**Instructions for the task**
Write the records out once more. Leave each line exactly as given.

** Dataset extract follows **

PR #744, opened 2019-02-11
Fixes #743 JavaDoc issues

### LINKED ISSUE #743: Javadoc errors in IGC Client library
looks like Javadoc confused by the angle brackets

/Users/mandy-chessell/CloudStation/Drive/Code/ODPi/egeria-governance/egeria/open-metadata-implementation/adapters/open-connectors/repository-services-connectors/open-metadata-collection-store-connectors/igc-rest-client-library/src/main/java/org/odpi/openmetadata/adapters/repositoryservices/igc/clientlibrary/model/common/Reference.java:545: error: unknown tag: String
     * @return List<String>
                   ^
/Users/mandy-chessell/CloudStation/Drive/Code/ODPi/egeria-governance/egeria/open-metadata-implementation/adapters/open-connectors/repository-services-connectors/open-metadata-collection-store-connectors/igc-rest-client-library/src/main/java/org/odpi/openmetadata/adapters/repositoryservices/igc/clientlibrary/model/common/Reference.java:562: error: unknown tag: String
     * @return List<String>
                   ^
/Users/mandy-chessell/CloudStation/Drive/Code/ODPi/egeria-governance/egeria/open-metadata-implementation/adapters/open-connectors/repository-services-connectors/open-metadata-collection-store-connectors/igc-rest-client-library/src/main/java/org/odpi/openmetadata/adapters/repositoryservices/igc/clientlibrary/model/common/Reference.java:579: error: unknown tag: String
     * @return List<String>
                   ^
/Users/mandy-chessell/CloudStation/Drive/Code/ODPi/egeria-governance/egeria/open-metadata-implementation/adapters/open-connectors/repository-services-connectors/open-metadata-collection-store-connectors/igc-rest-client-library/src/main/java/org/odpi/openmetadata/adapters/repositoryservices/igc/clientlibrary/model/common/Reference.java:596: error: unknown tag: String
     * @return List<String>
                   ^

cmgrote:

### DIFF
--- a/open-metadata-implementation/frameworks/open-connector-framework/src/main/java/org/odpi/openmetadata/frameworks/connectors/properties/beans/SchemaElement.java
+++ b/open-metadata-implementation/frameworks/open-connector-framework/src/main/java/org/odpi/openmetadata/frameworks/connectors/properties/beans/SchemaElement.java
@@ -21,7 +21,6 @@ import static com.fasterxml.jackson.annotation.JsonAutoDetect.Visibility.PUBLIC_
  *         <li>SchemaAttribute describes the use of another schema as part of the structure within a bigger schema.</li>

** End of Dataset extract **

**Solution for this task**
PR #744, opened 2019-02-11
Fixes #743 JavaDoc issues

### LINKED ISSUE #743: Javadoc errors in IGC Client library
looks like Javadoc confused by the angle brackets

/Users/mandy-chessell/CloudStation/Drive/Code/ODPi/egeria-governance/egeria/open-metadata-implementation/adapters/open-connectors/repository-services-connectors/open-metadata-collection-store-connectors/igc-rest-client-library/src/main/java/org/odpi/openmetadata/adapters/repositoryservices/igc/clientlibrary/model/common/Reference.java:545: error: unknown tag: String
     * @return List<String>
                   ^
/Users/mandy-chessell/CloudStation/Drive/Code/ODPi/egeria-governance/egeria/open-metadata-implementation/adapters/open-connectors/repository-services-connectors/open-metadata-collection-store-connectors/igc-rest-client-library/src/main/java/org/odpi/openmetadata/adapters/repositoryservices/igc/clientlibrary/model/common/Reference.java:562: error: unknown tag: String
     * @return List<String>
                   ^
/Users/mandy-chessell/CloudStation/Drive/Code/ODPi/egeria-governance/egeria/open-metadata-implementation/adapters/open-connectors/repository-services-connectors/open-metadata-collection-store-connectors/igc-rest-client-library/src/main/java/org/odpi/openmetadata/adapters/repositoryservices/igc/clientlibrary/model/common/Reference.java:579: error: unknown tag: String
     * @return List<String>
                   ^
/Users/mandy-chessell/CloudStation/Drive/Code/ODPi/egeria-governance/egeria/open-metadata-implementation/adapters/open-connectors/repository-services-connectors/open-metadata-collection-store-connectors/igc-rest-client-library/src/main/java/org/odpi/openmetadata/adapters/repositoryservices/igc/clientlibrary/model/common/Reference.java:596: error: unknown tag: String
     * @return List<String>
                   ^

cmgrote:

### DIFF
--- a/open-metadata-implementation/frameworks/open-connector-framework/src/main/java/org/odpi/openmetadata/frameworks/connectors/properties/beans/SchemaElement.java
+++ b/open-metadata-implementation/frameworks/open-connector-framework/src/main/java/org/odpi/openmetadata/frameworks/connectors/properties/beans/SchemaElement.java
@@ -21,7 +21,6 @@ import static com.fasterxml.jackson.annotation.JsonAutoDetect.Visibility.PUBLIC_
  *         <li>SchemaAttribute describes the use of another schema as part of the structure within a bigger schema.</li>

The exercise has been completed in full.